## DATA RECORDS
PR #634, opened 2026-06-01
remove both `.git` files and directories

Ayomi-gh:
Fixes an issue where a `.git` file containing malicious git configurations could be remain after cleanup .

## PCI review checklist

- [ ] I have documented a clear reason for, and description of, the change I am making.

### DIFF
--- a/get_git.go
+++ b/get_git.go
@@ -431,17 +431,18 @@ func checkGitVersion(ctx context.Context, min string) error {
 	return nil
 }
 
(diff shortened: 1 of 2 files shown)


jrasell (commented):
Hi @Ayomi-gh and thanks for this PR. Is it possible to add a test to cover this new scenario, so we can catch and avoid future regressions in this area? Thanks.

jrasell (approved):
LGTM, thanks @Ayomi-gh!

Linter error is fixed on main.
* * *
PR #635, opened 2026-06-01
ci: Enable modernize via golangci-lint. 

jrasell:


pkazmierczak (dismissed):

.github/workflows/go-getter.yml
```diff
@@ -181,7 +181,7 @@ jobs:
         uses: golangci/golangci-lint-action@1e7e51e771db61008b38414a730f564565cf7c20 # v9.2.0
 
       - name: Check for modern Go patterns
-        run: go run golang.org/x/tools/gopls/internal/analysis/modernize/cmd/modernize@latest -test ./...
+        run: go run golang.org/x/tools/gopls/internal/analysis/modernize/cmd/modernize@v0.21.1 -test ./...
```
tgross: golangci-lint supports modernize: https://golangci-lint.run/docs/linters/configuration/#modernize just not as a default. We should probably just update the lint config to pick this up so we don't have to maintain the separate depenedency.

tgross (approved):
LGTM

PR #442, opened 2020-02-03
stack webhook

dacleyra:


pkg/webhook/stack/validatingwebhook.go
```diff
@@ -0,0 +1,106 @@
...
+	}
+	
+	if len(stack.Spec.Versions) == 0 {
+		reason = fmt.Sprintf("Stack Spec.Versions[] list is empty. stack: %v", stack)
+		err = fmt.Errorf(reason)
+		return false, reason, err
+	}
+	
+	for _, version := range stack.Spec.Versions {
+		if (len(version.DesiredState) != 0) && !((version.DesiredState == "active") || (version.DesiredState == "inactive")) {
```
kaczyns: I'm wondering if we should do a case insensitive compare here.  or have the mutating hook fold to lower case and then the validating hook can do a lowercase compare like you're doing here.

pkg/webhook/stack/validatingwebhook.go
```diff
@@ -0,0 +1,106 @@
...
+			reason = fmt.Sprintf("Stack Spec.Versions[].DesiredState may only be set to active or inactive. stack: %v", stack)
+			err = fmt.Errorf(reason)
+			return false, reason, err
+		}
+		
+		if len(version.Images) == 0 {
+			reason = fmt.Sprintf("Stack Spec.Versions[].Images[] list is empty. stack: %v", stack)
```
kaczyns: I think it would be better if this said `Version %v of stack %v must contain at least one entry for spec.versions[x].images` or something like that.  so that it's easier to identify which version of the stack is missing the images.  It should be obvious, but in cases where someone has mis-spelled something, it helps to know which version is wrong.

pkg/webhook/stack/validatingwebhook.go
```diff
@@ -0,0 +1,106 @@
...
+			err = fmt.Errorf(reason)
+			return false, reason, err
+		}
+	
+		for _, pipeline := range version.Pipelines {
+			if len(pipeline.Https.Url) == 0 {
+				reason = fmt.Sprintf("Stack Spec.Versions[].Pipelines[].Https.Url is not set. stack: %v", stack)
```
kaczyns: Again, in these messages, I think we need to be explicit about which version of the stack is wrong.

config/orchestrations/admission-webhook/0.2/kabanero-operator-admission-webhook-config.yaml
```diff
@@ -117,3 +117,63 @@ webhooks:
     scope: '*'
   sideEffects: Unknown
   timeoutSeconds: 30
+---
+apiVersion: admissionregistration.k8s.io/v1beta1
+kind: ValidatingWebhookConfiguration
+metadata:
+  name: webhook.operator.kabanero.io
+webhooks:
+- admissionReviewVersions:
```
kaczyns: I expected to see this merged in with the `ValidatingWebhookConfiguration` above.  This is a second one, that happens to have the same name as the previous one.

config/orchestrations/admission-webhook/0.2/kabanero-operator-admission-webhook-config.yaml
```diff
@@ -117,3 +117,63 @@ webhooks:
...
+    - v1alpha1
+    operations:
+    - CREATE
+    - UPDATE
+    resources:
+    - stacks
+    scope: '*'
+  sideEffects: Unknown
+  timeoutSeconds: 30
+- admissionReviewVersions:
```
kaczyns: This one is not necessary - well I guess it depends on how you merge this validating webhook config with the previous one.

## ASSIGNMENT
Beginning at the line with "## PCI review checklist" and ending at the line with "Linter error is fixed on main.", reproduce each line of the data above exactly, and add no other lines.

## EXERCISE ANSWER
## PCI review checklist

- [ ] I have documented a clear reason for, and description of, the change I am making.

### DIFF
--- a/get_git.go
+++ b/get_git.go
@@ -431,17 +431,18 @@ func checkGitVersion(ctx context.Context, min string) error {
 	return nil
 }
 
(diff shortened: 1 of 2 files shown)


jrasell (commented):
Hi @Ayomi-gh and thanks for this PR. Is it possible to add a test to cover this new scenario, so we can catch and avoid future regressions in this area? Thanks.

jrasell (approved):
LGTM, thanks @Ayomi-gh!

Linter error is fixed on main.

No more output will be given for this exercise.